Department of Operative, Preventive and Pediatric Dentistry, Charité - Universitätsmedizin Berlin, Aßmannshauser Str. 4-6, Berlin, 14197, Germany.
Clin Oral Investig. 2024 Oct 7;28(11):575. doi: 10.1007/s00784-024-05968-w.
The advent of artificial intelligence (AI) and large language model (LLM)-based AI applications (LLMAs) has tremendous implications for our society. This study analyzed the performance of LLMAs on solving restorative dentistry and endodontics (RDE) student assessment questions.

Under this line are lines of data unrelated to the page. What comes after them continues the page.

PR #20, opened 2018-06-28
Added ecr

goruha:
## What
* ECR for kops

## Why
* Deploy Docker images to K8S from ECR

### DIFF
--- a/aws/ecr/ecr-repo-app.tf
+++ b/aws/ecr/ecr-repo-app.tf
@@ -1,12 +1,12 @@
 module "kops_ecr_app" {
-  source    = "git::https://github.com/cloudposse/terraform-aws-kops-ecr.git?ref=tags/0.1.0"
-  namespace = "${var.namespace}"
-  stage     = "${var.stage}"
-  name      = "langing"
+  source       = "git::https://github.com/cloudposse/terraform-aws-kops-ecr.git?ref=tags/0.1.0"
+  namespace    = "${var.namespace}"
+  stage        = "${var.stage}"
+  name         = "${element(repositories_names,0)}"
   cluster_name = "${var.region}.${var.zone_name}"
 
   users = [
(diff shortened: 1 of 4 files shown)


aws/ecr/ecr-repo-app.tf
```diff
@@ -0,0 +1,40 @@
+module "kops_ecr_app" {
+  source    = "git::https://github.com/cloudposse/terraform-aws-kops-ecr.git?ref=tags/0.1.0"
+  namespace = "${var.namespace}"
+  stage     = "${var.stage}"
+  name      = "langing"
```
osterman: Typo

osterman: make it a variable. Add `terraform.tfvars.example` with defaults.

aws/ecr/ecr-repo-app.tf
```diff
@@ -0,0 +1,40 @@
+module "kops_ecr_app" {
+  source       = "git::https://github.com/cloudposse/terraform-aws-kops-ecr.git?ref=tags/0.1.0"
+  namespace    = "${var.namespace}"
+  stage        = "${var.stage}"
+  name         = "${element(repositories_names,0)}"
```
osterman: This is an invalid variable :P

osterman: Also, I don't understand why it's valid that we create an ECR for only the first (`0`) repository.

aws/ecr/main.tf
```diff
@@ -0,0 +1,41 @@
...
+  description = "AWS region"
+}
+
+variable "zone_name" {
+  type        = "string"
+  description = "DNS zone name"
+}
+
+variable "repositories_names" {
+  type        = "list"
```
osterman: Seems like this should be a string or our ecr module should be made to support lists.

PR #21, opened 2018-07-03
Implement SES Email Forwarading

goruha:
## What
* Create email forwarder based on `ses` and `lambda`

## Why
* Allow to define and forward technical emails


aws/root-iam/install.sh
```diff
@@ -0,0 +1,11 @@
+#!/usr/bin/env bash
+
+## Spaces before and after `backend` required to select right word, because `backend` appears 3 times in main.tf
+sed -Ei 's/^(\s+role_arn\s+)/#\1/' main.tf
+
+init-terraform
+echo "yes" | terraform apply
```
osterman: Use the `terraform apply -auto-approve` instead

PR #29, opened 2018-07-20
Grant premissions for app secrets group

goruha:
## What
* Grant chamber permissions for `app` secrets group

## Why
* We use pattern `chamber exec kops app` so need access to both

### DIFF
--- a/aws/chamber/main.tf
+++ b/aws/chamber/main.tf
@@ -30,7 +30,7 @@ variable "account_id" {
 
 variable "parameter_groups" {
   type        = "list"
-  description = "Paramter groups names"
+  description = "Parameter group names"
   default     = ["kops", "app"]
 }
 
--- a/aws/chamber/main.tf
+++ b/aws/chamber/main.tf
@@ -28,6 +28,12 @@ variable "account_id" {
   description = "AWS account ID"
 }
 
+variable "parameter_groups" {
+  type        = "string"
+  description = "Comma separated name of paramter groups"
+  default     = "kops, app"
+}
+
 provider "aws" {
   assume_role {
     role_arn = "${var.aws_assume_role_arn}"
--- a/aws/chamber/main.tf
+++ b/aws/chamber/main.tf
@@ -29,9 +29,9 @@ variable "account_id" {
 }
 
 variable "parameter_groups" {
-  type        = "string"
-  description = "Comma separated name of paramter groups"
-  default     = "kops, app"
+  type        = "list"
+  description = "Paramter groups names"
+  default     = ["kops", "app"]
 }
 
 provider "aws" {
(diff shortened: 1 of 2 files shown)


aws/chamber/user.tf
```diff
@@ -7,7 +7,10 @@ module "chamber_user" {
   name          = "chamber"
   attributes    = ["codefresh"]
   kms_key_arn   = "${module.chamber_kms_key.key_arn}"
-  ssm_resources = ["${format("arn:aws:ssm:%s:%s:parameter/kops/*", var.region, var.account_id)}"]
+  ssm_resources = [
+    "${format("arn:aws:ssm:%s:%s:parameter/kops/*", var.region, var.account_id)}",
+    "${format("arn:aws:ssm:%s:%s:parameter/app/*", var.region, var.account_id)}"
```
osterman: app is more symbolic. I think each app should get it's own namespace. I think we should change this to a `formatlist` and introduce a variable for the chamber services. Then we can pass it `kops`, `foo` and `bar`. 

Also, Chamber with codefresh should be deprecated due to secrets getting exposed by helm values.

aws/chamber/main.tf
```diff
@@ -28,6 +28,12 @@ variable "account_id" {
   description = "AWS account ID"
 }
 
+variable "parameter_groups" {
+  type        = "string"
```
osterman: This should use the native type of `list`

osterman: You can use JSON notation in envs. e.g. `["one", "two"]`

goruha: then it would be hard to manage with ENV vars

aws/chamber/main.tf
```diff
@@ -28,6 +28,12 @@ variable "account_id" {
   description = "AWS account ID"
 }
 
+variable "parameter_groups" {
+  type        = "list"
+  description = "Paramter groups names"
```
aknysh: Parameter group names

aws/chamber/user.tf
```diff
@@ -1,13 +1,16 @@
...
 # https://docs.aws.amazon.com/systems-manager/latest/userguide/sysman-paramstore-access.html
 module "chamber_user" {
-  source        = "git::https://github.com/cloudposse/terraform-aws-iam-chamber-user.git?ref=tags/0.1.4"
-  namespace     = "${var.namespace}"
-  stage         = "${var.stage}"
-  name          = "chamber"
-  attributes    = ["codefresh"]
-  kms_key_arn   = "${module.chamber_kms_key.key_arn}"
-  ssm_resources = ["${format("arn:aws:ssm:%s:%s:parameter/kops/*", var.region, var.account_id)}"]
+  source      = "git::https://github.com/cloudposse/terraform-aws-iam-chamber-user.git?ref=tags/0.1.4"
```
aknysh: Update to the latest version:
https://github.com/cloudposse/terraform-aws-iam-chamber-user.git?ref=tags/0.1.5

PR #34, opened 2018-08-02
Parameterize kops state backend

osterman:
## what
* Add variables (with defaults) for `ssh_public_key_path` and `name`

## why
* For a customer implementation we're writing public key to non-standard path


aws/kops/main.tf
```diff
@@ -38,7 +50,8 @@ module "kops_state_backend" {
   source           = "git::https://github.com/cloudposse/terraform-aws-kops-state-backend.git?ref=tags/0.1.3"
   namespace        = "${var.namespace}"
   stage            = "${var.stage}"
-  name             = "kops-state"
+  name             = "${var.name}"
+  attributes       = "state"
```
aknysh: should be a list:
attributes       = ["state"]

PR #35, opened 2018-08-21
[ecr] Fix Outputs

goruha:
## What
* Fix incorrect variable references to outputs

## Why
* Invalid


osterman:
Rename file to indicate relationship to Kops.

151 questions from a RDE question pool were prepared for prompting using LLMAs from OpenAI (ChatGPT-3.5,-4.0 and -4.0o) and Google (Gemini 1.0). Multiple-choice questions were sorted into four question subcategories, entered into LLMAs and answers recorded for analysis. P-value and chi-square statistical analyses were performed using Python 3.9.16.
The total answer accuracy of ChatGPT-4.0o was the highest, followed by ChatGPT-4.0, Gemini 1.0 and ChatGPT-3.5 (72%, 62%, 44% and 25%, respectively) with significant differences between all LLMAs except GPT-4.0 models. The performance on subcategories direct restorations and caries was the highest, followed by indirect restorations and endodontics.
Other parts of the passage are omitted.